Kelangkaan chip memori global yang dipicu AI, memberikan kejutan layaknya tsunami bagi industri smartphone dan mendorong harga ke rekor tertinggi. Menurut laporan International Data Corporation (IDC), defisit komponen memori yang memburuk diperkirakan membuat ada produsen ponsel gulung tikar dan menjadikan harga ponsel lebih mahal.
"Apa yang kita saksikan saat ini bukanlah tekanan sementara, melainkan kejutan layaknya tsunami yang bermula di rantai pasok memori, dengan efek riak yang menyebar ke seluruh industri elektronik konsumen," kata Francisco Jeronimo, yang memimpin riset perangkat seluler di IDC
Laporan tersebut memperkirakan harga jual rata-rata smartphone naik 14% tahun ini, mencapai rekor tertinggi di angka USD 523, sementara produsen takkan mampu lagi membuat ponsel dengan harga di bawah USD 100. IDC juga memprediksi penjualan smartphone tahun 2026 akan mencatat rekor penurunan 12,9% jadi 1,12 miliar unit, terendah dalam lebih dari satu dekade terakhir.
SCROLL TO CONTINUE WITH CONTENT
Krisis semikonduktor berakar dari ledakan AI, dan dorongan besar-besaran membangun pusat data yang sangat bergantung pada chip memori.
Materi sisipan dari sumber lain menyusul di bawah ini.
PR #1904, opened 2018-07-09
Fix postgres auth error

pr33thi:
I was getting a postgres auth error when the `MIGRATE DB` task was getting run. 2 things caused it:
1. The default password was stored in `secrets.POSTGRES_USERS.commcare.username`, which wasn't getting populated because many settings yml files weren't organized like this. I reorganized the settings files so that these variables exist.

Seiring melonjaknya permintaan, produsen chip memori terbesar yang berada di Asia beralih haluan memasok industri AI, menyisakan sedikit pasokan untuk elektronik konsumen seperti laptop, konsol game, dan smartphone.
IDC memperkirakan kelangkaan ini akan berdampak permanen pada produsen ponsel, dan memberi dampak lebih besar pada produsen skala kecil yang menggunakan sistem operasi Android. Raksasa seperti Apple dan Samsung akan terhindar dari penderitaan dan berpeluang meningkatkan pangsa pasar. "Singkatnya, keadaan takkan kembali seperti semula bagi vendor maupun konsumen," kata Nabila Popal, direktur riset senior di IDC.
Selama bertahun-tahun, chip memori dianggap sebagai bisnis yang biasa saja namun stabil, dengan margin keuntungan yang jauh lebih tipis dibanding chip mutakhir yang digunakan dalam pemrosesan komputer. Meningkatnya permintaan dari AI telah mengubah hal tersebut.
Jensen Huang, CEO Nvidia, yang cip AI-nya telah menjadikannya perusahaan paling bernilai di dunia, mengatakan bahwa cip memori sangat vital bagi pengembangan AI. "Jumlah memori yang dibutuhkan agar AI dapat berguna meningkat dengan cukup signifikan. Memori sangat penting bagi masa depan AI," cetusnya yang dikutip detikINET dari CNBC.
Secara khusus, teknologi lawas yang dibutuhkan smartphone dan laptop disebut DRAM atau dynamic random-access memory. Namun, komponen itu kini digunakan dalam jenis chip lain yang lebih canggih yang mendukung pusat data, disebut HBM atau high bandwidth memory.
Kini, harga chip DRAM maupun HBM mencapai rekor tertinggi, hampir berlipat ganda pada kuartal pertama 2026 dari kuartal sebelumnya, menurut Counterpoint Research. Hal itu memaksa produsen elektronik mengurangi memori pada perangkat atau beralih fokus pada pembuatan produk premium.
Harga saham tiga pemasok chip memori teratas dunia, SK Hynix, Samsung, dan Micron, mencapai rekor tertinggi tahun ini dan kapasitas produksi nyaris habis dipesan. Saham pesaing dari Taiwan juga melonjak, dengan perusahaan-perusahaan seperti Nanya Technology Corporation, Winbond Electronics Corporation, dan Powerchip Semiconductor Manufacturing Corporation (PSMC) berjanji meningkatkan produksi.